23ky-37





村山 源(鹿屋中央) 遊撃 178/63 右/右





「守備はプロ級」





 安定した守備力を有する 村山 源 。その守りは、まさにプロ級といった感じで、安心して見ていられるショートの動きだった。ただし、育成枠まで残ったのは、3年夏の大会で 23打数3安打 と、打撃でのアピールが薄かったからではないのだろうか。

走塁面:
☆☆☆ 3.0

 一塁までの到達タイムは、右打席から 4.35秒前後 。これを左打者に換算すると、4.1秒前後となり、ドラフト指名される打者の平均的なタイムとなる。打率.130厘と低迷した夏の大会でも、盗塁は3個決めるなど、それなりに走る意欲もありそうだ。プロレベルで足を売りにするほどかは微妙だが、けして走れない選手ではないだろう。

守備面:
☆☆☆☆ 4.0

 打球への一歩目の反応も良く、フットワーク、スピード感、キャッチング共にまずまずといった感じ。中でも素晴らしいのは、
スローイングが安定している点だ。投げても投手として140キロ台の球を投げられるように、地肩もかなり強そうな印象を受けた。そういった意味では、プロでもニ遊間を担って行けそうな素材だし、高校生の遊撃手としては上位の守備力があると評価できる。





(打撃内容)

<構え> 
☆☆☆★

 ほぼ両足を揃えたスクエアスタンスで、グリップを高めに添えます。背筋を伸ばしつつ、両眼で前を見据える姿勢や全体のバランスとしては、それなりといった感じです。

<仕掛け> 平均的

 投手の重心が下がりきったあたりから動き出す、「平均的な仕掛け」を採用しています。この仕掛けは、ある程度の確実性と長打力を兼ね備えた中距離打者や、勝負強さを売りにするポイントゲッターに多くみられる始動のタイミングです。

<足の運び> 
☆☆☆★ 3.5

 足をほとんど引き上げず、地面をなぞるように回し込んで、真っ直ぐ踏み出してきます。始動~着地までの「間」はそこそこで、速球でも変化球でもスピードの変化にはそれなりに対応できます。真っ直ぐ踏み出すように、内角でも外角でもさばきたいタイプなのかと。

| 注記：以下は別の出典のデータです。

PR #3734, opened 2023-11-03
Master layout: fix drop_at_cursor when there are only two windows

thejch:
drop_at_cursor currently doesn't work when there are only two windows in the workspace (it always makes the dropped window the master even when it's dropped on the stack's side of the screen).
The pr fixes this so that when the window is dropped on the stack's side, it becomes a stack window instead. If it's dropped on the master's side, it becomes the master.

Also fixes drop_at_cursor when new_is_master is enabled. Previously didn't work.

No

Ready


vaxerski (approved):
to show you the power of flex paste

PR #3771, opened 2023-11-05
fix box headers

brettalcox:
#### Describe your PR, what does it fix/add?
Fixes the undefined reference to wlr_box_transform in Box.cpp

#### Is it ready for merging, or does it need work?

Ready for merge

PR #3772, opened 2023-11-05
Fix Compile error on non PCH system

darkstack:
By Default on Gentoo, PCH is masked for GCC.

this PR fix the compilation issue on these systems.


darkstack:
Fixed in #3771

PR #3800, opened 2023-11-08
Decoration Positioner

vaxerski:
Adds a decoration positioner.

Positioning can be absolute (like right now) or sticky, aka it sticks to an edge (like hyprbars / groupbar)

Sticky decos get nicely positioned:
20231108_12h11m59s

CC @MightyPlaza (deco mrs) @outfoxxed (hy3) @fufexan (review) 

I also thought about relative decos but they are kinda like absolute ones and I cba to do collision detection and shit for them. Seems pointless anyways.

Needs some battle testing.

### DIFF
--- a/src/Compositor.cpp
+++ b/src/Compositor.cpp
@@ -81,6 +81,7 @@ CCompositor::CCompositor() {
 
 CCompositor::~CCompositor() {
     cleanup();
+    g_pDecorationPositioner.reset();
     g_pPluginSystem.reset();
     g_pHyprNotificationOverlay.reset();
     g_pDebugOverlay.reset();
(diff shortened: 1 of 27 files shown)


outfoxxed:
In hy3's case I don't use window decorations because hy3's tabs operate on a node basis, not a window basis, where a node can be either a window or collection of other nodes. After quickly skimming the diff I don't think this does anything for my usecase.

Example of a bar spanning a node that contains multiple windows:
image

Relevant code:
https://github.com/outfoxxed/hy3/blob/4db9b1f37a5f429aa5d103143176ba2f5dd20f16/src/Hy3Layout.cpp#L1292-L1333

MightyPlaza:
should we have a function for specifically reloading the config in `CDecorationPositioner`?
or maybe an extra arg on `CDecorationPositioner::onWindowUpdate`
similar to what was done in https://github.com/hyprwm/Hyprland/pull/3546/files with `refreshGroupBarGradients`
this could be used to do a harder than `onWindowUpdate` reload and avoid doing config dependent-only calculations every `updateWindow`

vaxerski:
why would we? config values can be sourced every render pass.

MightyPlaza:
> why would we? config values can be sourced every render pass.

yes but there are some stuff that only needs to be run once, each time the config changes
for example creating the textures in the groupbars

vaxerski:
that can be checked and called inside render, or on `configReloaded`

vaxerski:
image

Everything seems good to me.

vaxerski:
I'll merge if checks pass, no major comments have been raised

PR #3831, opened 2023-11-11
Small optimization in rgb2hsl.

Dickby:
In the old code, if `delta == 0.0` then deltaGtz would be 0.0 and hue gets multiplied with it.
That makes all the other operations (including `dot()`) useless.
So let's do the whole thing only if delta has a value > 0.0

Ready i think.


Dickby:
What am i doing wrong for those checks to fail?

vaxerski:
nothing. Arch container from docker is shitting itself.

vaxerski (approved):
lgtm

PR #3834, opened 2023-11-11
Some more changes in rgb2hsl.

Dickby:
1. also calculate `marks` and `adds` only if they are used.
2. use glsl vector functions to build the masks vector and avoid multiple branches.
3. change the `adds` initialization to divide the Vector by `delta` at once
4. add missing new line between functions

I think it's ready.


Eclextic:
What the f is the difference between `equal` and `==`?
Doesn't the compiler transform them anyways?

Dickby:
@Eclextic 
equal works on vectors e.g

 踏み込んだ前の足は、インパクト際になんとか地面にめり込ませて止めています。しかし、引っ張りの意識が強いのか? 地面からは早く離れがち。気になるのは、
体から逃げて行く球に対し、かなり弱いように見えました。これは、開きが我慢できず、喰らいつけないスイングになっているからだと考えられます。

<リストワーク> 
☆☆☆ 3.0 

 打撃の準備である「トップ」の形をつくるのは自然体で、力み無くボールは呼び込めています。ただし、それほどバットが内から出てくる感じではないので、引っ張りを好む割に内角のさばきはうまく無いよう見えます。逃げて行く球などにも強く無さそうなので、そういった意味で
はさばける範囲が狭い印象を受けました。

<軸> 
☆☆☆★ 3.5

 足の上げ下げは小さく、
目線の動きは小さめ。体の開きもなんとか我慢できているように見えるものの、外角への対応などをみていると、その点では不安にはなる。軸足の形はそこまで崩れてはいないが、まだ内モモの筋肉なども弱そうで、これから鍛えて行って打球に力感を付けていって欲しい。


(打撃のまとめ)

 鹿児島大会の決勝戦の模様などを見ている限り、そこま
で打撃が弱いとか当て勘自体が悪い感じはしなかった。その辺は技術的な部分の改善と、筋力などがついて来ると変わってくる可能性はある。それでも外角への対応が改善されるかが鍵になりそうで、打撃に関してはまだ指名級だったとは言えないのではないのだろうか。


(最後に)

 
守備に関しては、充分にプロ級だと評価したい。その一方で、打撃に関しては、かなり苦労するのではないかといった感じはしている。ただし、根本的な当て勘が悪いというよりも、メカニズムの部分によるのではないかと見ているが、外角の球への対応が今後改善できるかに懸かっている。そのため、(本会議級)とは評価しずらく、育成枠での指名は妥当だったのではないのだろうか。